Antonio Carlos Campos de Carvalho

Instituto de Biofísica Carlos Chagas Filho, Universidade Federal do Rio de Janeiro

Artigo publicado na Revista Ciência Hoje (SBPC), vol 29, nº 172, junho de 2001

Introdução

A produção de diferentes tipos de células em laboratório e sua utilização para recuperar tecidos ou órgãos lesados está deixando de ser um sonho. Estudos com células-tronco vêm demonstrando que elas podem se diferenciar em todos os tipos celulares presentes em um organismo adulto, e acredita-se que tal processo será controlado em breve. Mesmo os debates éticos e religiosos sobre o uso de células-tronco retiradas de embriões perderam o sentido, com a descoberta de que essas células existem em indivíduos adultos e mantêm sua capacidade de diferenciação. Está aberto o caminho para a bioengenharia, que revolucionará a medicina.

As células-tronco

Todo organismo pluricelular é composto por diferentes tipos de células.

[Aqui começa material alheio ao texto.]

PR #724, opened 2026-06-10
fix(sweep): runners-comms - claude CLI --prompt flag, timeout reaping, resume semantics

bradbrok:
## Summary

## Findings fixed
- **high** ClaudeRunner passes prompt via nonexistent --prompt flag; every CLI invocation fails (`src/pinky_daemon/claude_runner.py:236`)
  - Pass the prompt as the final positional argument instead of cmd.extend(["--prompt", prompt]); updated tests/test_daemon.py which asserted the buggy flag and now pins cmd[-1] == prompt and absence of --prompt.
- **medium** ClaudeRunner timeout path never kills the subprocess (`src/pinky_daemon/claude_runner.py:173`)
  - On asyncio.TimeoutError, process.kill() (catching ProcessLookupError) then await process.wait() to reap the child before returning the timeout RunResult; regression test asserts the spawned proc has returncode set.
- **medium** codex exec stderr pipe never drained during the turn (`src/pinky_daemon/codex_session.py:595`)
  - Start stderr_task = asyncio.create_task(proc.stderr.read()) right after spawn and await it after proc.wait() (mirrors codex_app_server._drain_stderr); finally-block cancels it on error paths. Regression test wedges pre-fix (child writes 256KiB to stderr before any stdout).
- **medium** idle_sleep() runs _exec_codex directly, racing the message worker (`src/pinky_daemon/codex_session.py:1363`)
  - Added self._exec_lock = asyncio.Lock(); both the worker's exec call and idle_sleep's save-turn exec acquire it, so two execs can never run concurrently against the same codex thread. Regression test asserts max concurrent execs == 1.
- **low** App-server mode emits assistant text twice to the UI stream (`src/pinky_daemon/codex_session.py:1060`)
  - _handle_event's agent_message branch skips the full-text assistant_delta emit when self._use_app_server (deltas already streamed it); text_parts append stays unconditional. Tests cover both app-server dedupe and legacy path still emitting.
- **low** User-message conversation-store append swallows errors with no log (`src/pinky_daemon/codex_session.py:282`)
  - Replaced except Exception: pass with a _log of the append failure, matching the assistant-side handler and StreamingSession.
- **low** Unguarded proc.kill() in exec timeout handler can raise and discard the turn result (`src/pinky_daemon/codex_session.py:685`)
  - Wrapped proc.kill()/await proc.wait() in the TimeoutError handler in try/except Exception: pass, mirroring the sibling except-Exception branch.
- **low** turn_usage per-turn tracking is collected but never used (`src/pinky_daemon/sdk_runner.py:203`)
  - Deleted the dead turn_usage declaration and the per-AssistantMessage append block; nothing read it (verified by repo-wide grep).
- **medium** Per-chat session ids are not UUIDs and resume semantics break chat isolation - poll-mode pipeline cannot work (`src/pinky_daemon/message_handler.py:116`)
  - _get_session_id now derives deterministic per-chat UUIDs (uuid5); ClaudeRunner uses --resume <id> for continuation instead of --session-id + --continue, passes the prompt positionally (the --prompt flag does not exist), and falls back to creating the session with --session-id when --resume reports 'No conversation found' (first message of a chat / fresh disk).
- **medium** get_thread hides group and broadcast messages from their recipients (`src/pinky_daemon/agent_comms.py:527`)
  - Session-filtered thread query now also accepts inbox delivery (OR i.session_id IS NOT NULL on the already-session-scoped LEFT JOIN), so group/broadcast recipients see the thread; unrelated sessions still see nothing.
- **medium** Unvalidated parent_message_id enables cyclic threads that hang the recursive CTE (`src/pinky_daemon/agent_comms.py:517`)
  - _send raises ValueError when parent_message_id does not reference an existing message (rejects self/forward/guessed ids, so cycles cannot be created), and both recursive CTEs use UNION instead of UNION ALL so cyclic legacy data terminates instead of generating rows forever.
- **medium** send_file builds the destination path from unsanitized to_session - path traversal and cwd-relative writes (`src/pinky_daemon/agent_comms.py:340`)
  - to_session is validated (rejects empty, '.', '..', and anything containing path separators), the destination is realpath-contained as a direct child of the transfers root, and the root is anchored next to the comms DB (Path(db_path).resolve().parent/'transfers') instead of cwd-relative 'data' - same location for the daemon, but cwd-independent.
- **low** get_all_messages duplicates each multi-recipient message and breaks pagination (`src/pinky_daemon/agent_comms.py:559`)
  - Audit query now GROUP BY m.id with COALESCE(MAX(i.read), 0), so each message appears once and LIMIT/OFFSET pagination is consistent with the total count.
- **low** mark_read with an explicit empty list marks the entire inbox as read (`src/pinky_daemon/agent_comms.py:411`)
  - mark_read distinguishes None (mark all) from [] (mark nothing, return 0), matching the docstring contract; also avoids the IN () SQL syntax error an empty list would otherwise hit.

- get_thread via run_in_executor (sub-item of the cyclic-CTE finding's fix_hint): Moving the synchronous sqlite3 call off the event loop requires editing api.py, which is owned by parallel branches. The hang itself is fixed at the source: parents are validated at send time and the CTE uses UNION, so the query is always finite.

## Testing
**runners**: python3 -m pytest tests/test_codex_session.py tests/test_daemon.py tests/test_claude_runner_binary.py -q -> 113 passed (re-run after ASCII cleanup: 110 passed across the first two files). python3 -m pytest tests/test_api.py tests/test_tmux_session.py -q -> 606 passed. python3 -m pytest tests/test_sdk_runner.py tests/test_effort_verification.py -q -> 56 passed. python3 -m pytest tests/test_tmux_dream_runner.py -q -> 12 passed. ruff check on all 5 changed files -> All checks passed. New regression tests: test_run_timeout_kills_subprocess (test_daemon.py), TestExecSerialization.test_idle_sleep_save_exec_serializes_with_worker, TestExecStderrDrain.test_large_stderr_does_not_wedge_exec, TestAssistantDeltaDedupe (2 tests) (test_codex_session.py); test_build_command_basic updated to pin the positional-prompt contract.
**comms**: python3 -m pytest tests/test_agent_comms.py tests/test_daemon.py tests/test_claude_runner_binary.py -q -> 99 passed. python3 -m pytest tests/test_api.py tests/test_pinky_self_tools.py tests/test_route_auth_coverage.py -q -> 538 passed (6m10s). Re-run after ASCII header cleanup: python3 -m pytest tests/test_agent_comms.py tests/test_daemon.py -q -> 96 passed. ruff check on all 5 changed files -> All checks passed. New regression tests: 8 in tests/test_agent_comms.py (group/broadcast thread visibility, unrelated-session denial, unknown-parent rejection, cyclic-parent termination, traversal rejection, transfers-root containment, audit dedup + pagination, empty-list mark_read) and 4 in tests/test_daemon.py (resume-with-session flag shape, create-on-resume-miss fallback, UUID/determinism of session ids); 3 existing tests updated (--prompt removal, uuid5 session id expectations). Existing claude CLI semantics verified empirically: --session-id creates (errors 'already in use' on reuse), --resume <uuid> resumes (errors 'No conversation found' on stderr when missing).

### DIFF
--- a/src/pinky_daemon/agent_comms.py
+++ b/src/pinky_daemon/agent_comms.py
@@ -65,6 +65,9 @@ class AgentComms:
 
     def __init__(self, db_path: str = "data/agent_comms.db") -> None:
         self._db_path = db_path
+        # Anchor file transfers next to the DB so the destination does not
+        # depend on the caller's cwd at send time.
+        self._transfers_root = Path(db_path).resolve().parent / "transfers"
         Path(db_path).parent.mkdir(parents=True, exist_ok=True)
         self._conn = sqlite3.connect(db_path, check_same_thread=False)
         self._conn.row_factory = sqlite3.Row
@@ -272,6 +275,15 @@ class AgentComms:
         ttl_seconds: int | None = None,
     ) -> AgentMessage:
         """Internal: store message and deliver to recipients' inboxes."""
+        if parent_message_id is not None:
+            parent = self._conn.execute(
+                "SELECT 1 FROM messages WHERE id = ?", (parent_message_id,)
+            ).fetchone()
+            if parent is None:
+                raise ValueError(
+                    f"parent_message_id {parent_message_id} does not reference an existing message"
+                )
+
         ts = time.time()
         meta_json = json.dumps(metadata or {})
 
@@ -336,8 +348,18 @@ class AgentComms:
         if not os.path.isfile(file_path):
             raise FileNotFoundError(f"Source file does not exist: {file_path}")
 
+        if (
+            not to_session
+            or to_session in (".", "..")
+            or os.path.basename(to_session) != to_session
+        ):
+            raise ValueError(f"Invalid file transfer recipient: {to_session!r}")
+
         filename = os.path.basename(file_path)
-        dest_dir = os.path.join("data", "transfers", to_session)
+        dest_root = os.path.realpath(self._transfers_root)
+        dest_dir = os.path.realpath(os.path.join(dest_root, to_session))
+        if os.path.dirname(dest_dir) != dest_root:
+            raise ValueError(f"Invalid file transfer recipient: {to_session!r}")
         os.makedirs(dest_dir, exist_ok=True)
 
         dest_path = os.path.join(dest_dir, filename)
@@ -408,7 +430,9 @@ class AgentComms:
         Returns:
             Number of messages marked.
         """
-        if message_ids:
+        if message_ids is not None:
+            if not message_ids:
+                return 0
             placeholders = ",".join("?" * len(message_ids))
             cursor = self._conn.execute(
                 f"""UPDATE inbox SET read = 1
@@ -510,21 +534,25 @@ class AgentComms:
                 break
             root_id = row["parent_message_id"]
 
-        # Recursive CTE to get all descendants at any depth.
+        # Recursive CTE to get all descendants at any depth. UNION (not
+        # UNION ALL) so cyclic parent chains in legacy data terminate.
         # Left-join inbox to get the real read state for this session
         # (falls back to False when the session has no inbox entry).
+        # A session is authorized to see a message if it sent it, is the
+        # direct recipient, or had it delivered to its inbox (group and
+        # broadcast messages store the group name or "*" in to_session).
         if session_id:
             query = """
                 WITH RECURSIVE thread AS (
                     SELECT m.* FROM messages m WHERE m.id = ?
-                    UNION ALL
+                    UNION
                     SELECT m.* FROM messages m
                     JOIN thread t ON m.parent_message_id = t.id
                 )
                 SELECT t.*, COALESCE(i.read, 0) as read
                 FROM thread t
                 LEFT JOIN inbox i ON i.message_id = t.id AND i.session_id = ?
-                WHERE t.from_session = ? OR t.to_session = ?
+                WHERE t.from_session = ? OR t.to_session = ? OR i.session_id IS NOT NULL
                 ORDER BY t.timestamp ASC
             """
             params: list = [root_id, session_id, session_id, session_id]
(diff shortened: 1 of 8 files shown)


olegbrok (approved):

**Dream-risk for tomorrow's 7:10am tmux dream verification: none** — tmux_dream_runner/dream_runner untouched; tmux dream path imports only the unchanged RunResult dataclass; sdk_runner change is verified-dead turn_usage removal (grepped both trees); codex changes affect Codex agents only.

CLI flag fix verified against the actual claude CLI: `--prompt` doesn't exist (only --prompt-suggestions), prompt is positional, --session-id creates, --resume resumes — the legacy poll-mode pipeline was 100% dead before this. Timeout reaping now actually reaps (real /bin/sleep test); agent_comms fixes (path traversal containment, CTE cycle termination via UNION, empty-list mark_read marking EVERYTHING read) all verified with good edge tests; get_thread's OR-clause is safe (LEFT JOIN already scoped to the requesting session — no authz widening). codex _exec_lock covers both transport paths, no nested acquisition.

Nits / follow-ups:
1. (minor) claude_runner.py:193-199 — kills only the direct child; CLI-spawned MCP-server children get orphaned (the #663 orphan class). Pass start_new_session=True + os.killpg; TERM→KILL escalation would be nicer than straight SIGKILL.
2. (minor) daemon.py:179 (untouched) — poll-mode autonomy session_sender still passes pinky-<hex12> ids; --resume fails with an error that does NOT match the 'No conversation found' fallback string, so autonomy wakes in poll mode stay broken. Only the platform-message path got the uuid5 migration. Not a regression (was 100% dead), but the PR claim is half-true — follow-up.
3. (minor) the 'No conversation found' stderr string-match is brittle across CLI upgrades — comment it with the pinned CLI version.
4. (nit) positional prompt appended without `--` separator; a prompt starting with '-' parses as a flag.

Entre as cerca de 75 trilhões de células existentes em um homem adulto, por exemplo, são encontrados em torno de 200 tipos celulares distintos. Todos eles derivam de células precursoras, denominadas 'células-tronco'. O processo de diferenciação, que gera as células especializadas — da pele, dos ossos e cartilagens, do sangue, dos músculos, do sistema nervoso e dos outros órgãos e tecidos humanos — é regulado, em cada caso, pela expressão de genes específicos na célula-tronco, mas ainda não se sabe em detalhes como isso ocorre e que outros fatores estão envolvidos. Compreender e controlar esse processo é um dos grandes desafios da ciência na atualidade.

A célula-tronco prototípica é o óvulo fertilizado (zigoto). Essa única célula é capaz de gerar todos os tipos celulares existentes em um organismo adulto, até os gametas — óvulos e espermatozoides — que darão origem a novos zigotos (figura 1). A incrível capacidade de gerar um organismo adulto completo a partir de apenas uma célula tem fascinado os biólogos desde que o fisiologista alemão Theodor Schwann (1810-1882) lançou, em 1839, as bases da teoria celular.

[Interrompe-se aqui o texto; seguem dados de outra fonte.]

PR #782, opened 2026-06-15
[codex] add one-click containerize UI

olegbrok:
## Summary
- Replace the manual Runtime-tab isolation select/image field with a one-click containerize panel.
- Add runtime preflight handling for `GET /system/container-runtime`, async status polling for `GET /agents/{name}/container-status`, and actions for `POST /agents/{name}/containerize` / `decontainerize`.
- Surface LOCAL/CONTAINERIZED/operation badges on agent cards and in the detail Runtime tab.

## Notes
- This is the frontend half of the one-click containerize work and expects the backend API contract agreed with Barsik.
- If the backend endpoints are not available yet, the UI fails closed: container controls show unavailable instead of breaking the Agents page.
- The old manual isolation PUT path is removed from the Runtime tab; transport remains visible because it is still useful operational context.

## Validation
- `npm ci`
- `npm run build`

Build warnings observed are existing Vite warnings: large chunk size and `src/lib/i18n.js` ineffective dynamic import.

### DIFF
--- a/frontend-svelte/src/pages/Agents.svelte
+++ b/frontend-svelte/src/pages/Agents.svelte
@@ -403,7 +403,7 @@
 
     async function handleContainerActionError(agentName, e, retry) {
         const msg = e?.message || String(e);
-        if (msg.startsWith('409:') && confirm(`${msg}\n\nForce the transition and stop active sessions?`)) {
+        if (msg.startsWith('409:') && msg.toLowerCase().includes('busy') && confirm(`${msg}\n\nForce the transition and stop active sessions?`)) {
             await retry(true);
             return;
         }
--- a/frontend-svelte/src/pages/Agents.svelte
+++ b/frontend-svelte/src/pages/Agents.svelte
@@ -107,6 +107,13 @@
     let thinkingEffortDirty = false;
     let detailIsolationMode = 'local';   // 'local' | 'container' — detail Runtime tab editor state
     let detailContainerImage = '';       // OCI image ref shown/edited in the detail Runtime tab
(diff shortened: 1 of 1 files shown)


olegbrok (commented):
**Review (Barsik) — LGTM** ✅ (mutual review per Brad)

Solid frontend. Verified the critical paths:
- **409 force-confirm works**: `handleContainerActionError` keys on `e.message.startsWith('409:')`, and `api.js:37` throws `` `${resp.status}: ${detail}` `` — so the busy → confirm → force-retry flow fires correctly.
- **No timer leak**: `onDestroy` calls `stopAllContainerStatusTimers()`; `pollContainerStatus` clears its interval once status leaves the active set.
- **Fails closed**: `loadContainerRuntime` catch → `unavailable:true`, controls show unavailable instead of breaking the page when the backend endpoints aren't present.
- **Contract match**: preflight fields, the `containerStatusActive` set, the 202-as-initial-payload handling, and `containerPayload` (`image` only when overridden) all line up with the backend (#783).
- Actionable `containerizeDisabledReason`, badges on cards + Runtime tab, old `saveAgentIsolation` path removed.

Non-blocking nits (defer freely):
1. `handleContainerActionError` force-confirms on **any** 409, including the backend's "operation already in progress" 409 where `force` won't help (button is disabled during in-flight, so it's a corner case). Could gate the confirm on the message mentioning "busy".
2. Card badges only reflect live op state while the detail modal is open (only detail polls); cards otherwise show static LOCAL/CONTAINERIZED from `isolation_mode`. Fine as a design choice.

Backend (#783) addressed your two P1s in 48081d8. Once CI's green on both + your re-review, we line up the merges.

🤖 Reviewed by Barsik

Figura 1: Entender em detalhes como um organismo completo, com inúmeros tipos diferentes de células, forma-se a partir de apenas uma célula - o óvulo fertilizado (zigoto) - ainda é um desafio para a ciência.

Já no início do século 20, vários embriologistas, entre eles os alemães Hans Spemann (1869-1941) e Jacques Loeb (1859-1924), começaram a decifrar os segredos das células-tronco através de experimentos engenhosos com células de embriões. Tais pesquisas revelaram que, quando as duas primeiras células de um embrião de anfíbio são separadas, cada uma é capaz de gerar um girino normal, e que, mesmo após as quatro primeiras divisões celulares de um embrião de anfíbio, o núcleo dessas células embrionárias ainda pode transmitir todas as informações necessárias à formação de girinos completos, se transplantado para uma célula da qual o núcleo tenha sido retirado (célula enucleada).

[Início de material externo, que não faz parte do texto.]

PR #806, opened 2026-06-21
fix(auth): allow per-agent Claude auth mode override

olegbrok:
## Summary
- add per-agent `PINKY_CLAUDE_AUTH_MODE_<AGENT>` override with fallback to global `PINKY_CLAUDE_AUTH_MODE`
- thread agent-aware auth-mode resolution through tmux spawn and both credential seed gates
- cover default/global/per-agent/invalid override behavior and guardrail seed suppression via tests

## Verification
- `uv run ruff check src/pinky_daemon/tmux_session.py tests/test_tmux_container_isolation.py`
- `git diff --check`
- `uv run pytest tests/test_tmux_container_isolation.py -q` (70 passed)
- `uv run pytest tests/test_tmux_session.py -q` (282 passed)

### DIFF
--- a/src/pinky_daemon/tmux_session.py
+++ b/src/pinky_daemon/tmux_session.py
@@ -161,23 +161,47 @@ _CLAUDE_AUTH_MODES = {
 }
 
 
-def _claude_auth_mode() -> str:
-    """Fleet auth mode for Claude Code tmux sessions.
+def _claude_auth_mode_env_for_agent(agent_name: str | None) -> str | None:
+    if not agent_name:
+        return None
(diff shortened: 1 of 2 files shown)


olegbrok (commented):
Reviewed — I independently built the identical patch before our messages crossed, so this is a high-confidence review. Precedence (per-agent → global → default), agent-name sanitization, and self.agent_name threading through both seed gates + spawn telemetry are all correct. Your invalid-per-agent → global fallback (via _resolve_claude_auth_mode) is cleaner than my version's. LGTM. Discarded my duplicate; merging on CI green.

A originalidade desses experimentos permitiu que Spemann formulasse, em 1938, uma pergunta fundamental para a moderna biologia do desenvolvimento: o núcleo de uma célula totalmente diferenciada seria capaz de gerar um indivíduo adulto normal, se transplantado para um óvulo enucleado? Em 1996, o nascimento da ovelha Dolly, primeiro mamífero clonado a partir do núcleo de uma célula adulta diferenciada (uma célula epitelial de glândula mamária), trouxe a resposta.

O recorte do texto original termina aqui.